Collected data entries:
*** Block opens ***

PR #366, opened 2018-08-01
Automatically copy Swift.h header for static libraries

### LINKED ISSUE #350: Better static library support

brentleyjones:
Resolves #350, addressing 2.i.

`SWIFT_OBJC_INTERFACE_HEADER_NAME` is set by Xcode correctly depending on if you have Swift sources or not. We can't see that though and always get `nil` for it unless it's overridden. Because of this we have to check our Compile Source files for any Swift files. We only do so after ensuring that we are looking at a static library that hasn't set `SWIFT_OBJC_INTERFACE_HEADER_NAME` to `""`, for the best performance.

I initially went the route of having these files be copied with a Copy Files phase, but it had some ugliness:
- The files used "${CONFIGURATION_TEMP_DIR}" in their path, which means you couldn't open them and they were always red.
- The path wasn't 100% correct, because some variables could be changed by Xcode and we wouldn't know where the file would be located.

### DIFF
--- a/CHANGELOG.md
+++ b/CHANGELOG.md
@@ -23,6 +23,7 @@
 - Moved `Frameworks` and `Products` top level groups to bottom [356](https://github.com/yonaskolb/XcodeGen/pull/356) @yonaskolb
 - `modulemap` files are automatically copied to the products directory for static library targets [346](https://github.com/yonaskolb/XcodeGen/pull/346) @brentleyjones
 - Public header files are automatically copied to the products directory for static library targets [365](https://github.com/yonaskolb/XcodeGen/pull/365) @brentleyjones
+- Swift Objective-C Interface Header files are automatically copied to the products directory for static library targets [366](https://github.com/yonaskolb/XcodeGen/pull/366) @brentleyjones
 
 #### Internal
 - Moved brew formula to homebrew core
--- a/Sources/XcodeGenKit/PBXProjGenerator.swift
+++ b/Sources/XcodeGenKit/PBXProjGenerator.swift
@@ -629,6 +629,30 @@ public class PBXProjGenerator {
             buildPhases.append(resourcesBuildPhase.reference)
         }
         
+        
+        let buildSettings = project.getCombinedBuildSettings(basePath: project.basePath, target: target, config: project.configs[0])
+        let swiftObjCInterfaceHeader = buildSettings["SWIFT_OBJC_INTERFACE_HEADER_NAME"] as? String
+        
+        if target.type == .staticLibrary
+            && swiftObjCInterfaceHeader != ""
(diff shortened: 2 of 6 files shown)


keith:
No diff, thanks!

brentleyjones:
@yonaskolb This is the last thing needed to complete #350. Let me know if there is anything I can do to get this in 😺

*** Block closes ***

**What you have to do**
Transcribe, word for word, every line from the one containing "(diff shortened: 2 of 6 files shown)" through the final line of the entries, and nothing else.

**Solved problem**
(diff shortened: 2 of 6 files shown)


keith:
No diff, thanks!

brentleyjones:
@yonaskolb This is the last thing needed to complete #350. Let me know if there is anything I can do to get this in 😺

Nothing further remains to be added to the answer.